# What kind of welder to buy?



## ryanhailey (Jun 25, 2007)

I've taken on a few new projects that will require me the ability to weld. Can anyone give me some advice as to what kind of welder to use. I live close to a Harbor Frieght and there prices seem better for a hobbiest. I have never welded before but everyone keeps telling me to just jump in and get my hands wet. Any advice would be great, Thanks!


----------



## Frighteners Entertainment (Jan 24, 2006)

What are the things you plan to weld?


----------



## ryanhailey (Jun 25, 2007)

Tubular steel and flat stock steel, probably not more than 1/4" thick.


----------



## Frighteners Entertainment (Jan 24, 2006)

I like the Lincolns myself.
Here's a couple of them : http://www.lowes.com/lowes/lkn?action=productList&N=0&Ntk=i_products&Ntt=welder


----------



## ryanhailey (Jun 25, 2007)

I'm not sure I understand the difference between the mig,stick,wire. I'm kind of confused on what a novice like myself would be able to learn and what is for what kind of material.


----------



## tonguesandwich (Oct 13, 2006)

Lincoln, easy to get replacement parts. Do a google and you will find a ton of online video streams on the subject.


----------



## Revenant (Mar 17, 2007)

I prefer Miller to Lincoln. But either of those will be your best bet; they're the top brands and every supply place will have replacement parts for them.

As for types: Stick welders are arc welders that use consumable electrodes or "sticks". The sticks look like a fat sparkler and are consumed by the welding; you have to continually replace them. They're a must if you're welding heavy thick steel, not necessary if you're welding thinner stuff. Wire welders are also arc welders, but the consumable electrode is a spool of wire that feeds out of the hand-held part when you pull the trigger. It's a lot easier than stick welding but limited to thinner stuff.

Wire welders need shielding gas if you want a nice clean weld that isn't all slag and bubbles.

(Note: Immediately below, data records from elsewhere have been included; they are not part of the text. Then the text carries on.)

PR #2257, opened 2026-06-09
[WC-3428] DG2: remove margin from progress bar and pagination bar

yordan-st:
### Pull request type

---

### Description

We removed the 16px margin from both the Progress Bar and Pagination Bar inside Data Grid. The margin was originally on the progress bar, then moved to the pagination bar in a prior fix — but neither element should have this margin. Removing it fully fixes the visual regression caused by the unintended CSS class name match.

### DIFF
--- a/packages/modules/data-widgets/CHANGELOG.md
+++ b/packages/modules/data-widgets/CHANGELOG.md
@@ -6,12 +6,6 @@ The format is based on [Keep a Changelog](https://keepachangelog.com/en/1.0.0/),
 
 ## [Unreleased]
 
-### [Unreleased] Datagrid
-
-#### Fixed
-
-- We fixed an issue where a Progress Bar widget placed as Custom Content inside a Data Grid would not display correctly due to a CSS class name conflict.
-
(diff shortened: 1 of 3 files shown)


packages/modules/data-widgets/CHANGELOG.md
```diff
@@ -6,6 +6,12 @@ The format is based on [Keep a Changelog](https://keepachangelog.com/en/1.0.0/),
 
 ## [Unreleased]
 
+### [Unreleased] Datagrid
+
+#### Fixed
+
+- We fixed an issue where a Progress Bar widget placed as Custom Content inside a Data Grid would not display correctly due to a CSS class name conflict.
+
```
r0b1n: It should go into datagrid changelog or if you want to keep it here, it should be a changelog of the whole module, see under `## [3.1.0] DataWidgets - 2025-07-24` as an example.

r0b1n (dismissed):

samuelreichert (approved):

iobuhov (approved):

leonardomendix (approved):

MIG is "metal/inert gas" that flows from a cylinder down a hose and out the electrode; when you hold it correctly it forms a nice pocket of inert gas around the spot being welded so the oxygen in the atmosphere doesnt turn your weld to crap.

A small MIG welder that runs on household current (110v) is a nice little self-contained package that should take care of all your haunting needs as long as you're not welding I-beams and manhole covers.


----------



## Frighteners Entertainment (Jan 24, 2006)

Rev, very good summary!
I agree with you on the Miller brand as well. Both great units.


----------



## jabberwocky (Apr 30, 2008)

I weld allday................ and I love it.
If your just starting, go with a MIG welder.
I would save a little extra and go for a 220, if your house has the hook-up.
Once you start welding, youll find your doing more then just halloween stuff and youll love that extra power.
Lincoln and miller are both great brands to chose from.
Good luck.


----------



## Revenant (Mar 17, 2007)

jabberwocky said:


> I would save a little extra and go for a 220, if your house has the hook-up.
> Once you start welding, youll find your doing more then just halloween stuff and youll love that extra power.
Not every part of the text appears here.